La production de myrtilles au Maroc traverse une période critique après les violentes tempêtes qui ont frappé, fin février, la région de Souss-Massa, l’un des principaux bassins de culture du pays. Selon l’Organisation internationale de la myrtille (IBO, 2026), ces événements climatiques pourraient entraîner une baisse des volumes récoltés ainsi qu’un calibre plus faible des fruits pour la saison en cours.
Les systèmes frontaux enregistrés les 26 et 27 février ont apporté des vents atteignant 110 km/h et provoqué des inondations, endommageant particulièrement les serres et d’autres infrastructures agricoles. Certaines zones, comme Chtouka Ait Baha, ont été particulièrement touchées, ayant déjà subi neuf épisodes de tempêtes depuis janvier.
Selon l’IBO, la perte de production pourrait se situer entre 15 % et 25 %, avec certains cas enregistrant jusqu’à 50 % de pertes. Ces conditions difficiles s’inscrivent dans une campagne 2025-2026 déjà marquée par une météo défavorable, similaire à celle observée en Espagne et au Portugal.
Conséquences sur les exportations
Les données douanières marocaines de janvier 2026 montrent une chute de plus de 50 % des exportations de myrtilles, confirmant les effets des intempéries sur le commerce international. Les acteurs du secteur estiment que les répercussions pourraient être considérables, notamment pour les petits producteurs qui doivent investir massivement pour réparer leurs infrastructures.

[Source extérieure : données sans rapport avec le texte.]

PR #12647, opened 2026-07-01
fix: remove require() calls that break bundlers

alumni:
### Description of change

Removes `require()` calls that break bundlers.

Fixes #12559

### Pull-Request Checklist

À l’échelle nationale, les exportations pourraient reculer de plus de 20 %, aussi bien dans le bassin du Souss-Massa que dans celui du Loukkos, au nord du pays. Certaines exploitations enregistreraient même des pertes dépassant les 50 %. Les exploitations les mieux équipées semblent toutefois avoir mieux résisté et poursuivent leurs activités.
Perspectives et résilience de la filière
Malgré ce contexte difficile, le Maroc continue de se positionner comme un acteur émergent sur le marché mondial des myrtilles. Des initiatives d’amélioration génétique, de modernisation des techniques de production et de gestion des risques climatiques, détaillées dans les rapports sectoriels de l’IBO (2025-2026), pourraient permettre aux exploitations de renforcer leur résilience face aux aléas météorologiques.
L’IBO recommande également aux producteurs d’investir dans des structures protégées et dans des systèmes de drainage afin de limiter les effets des futurs événements climatiques extrêmes.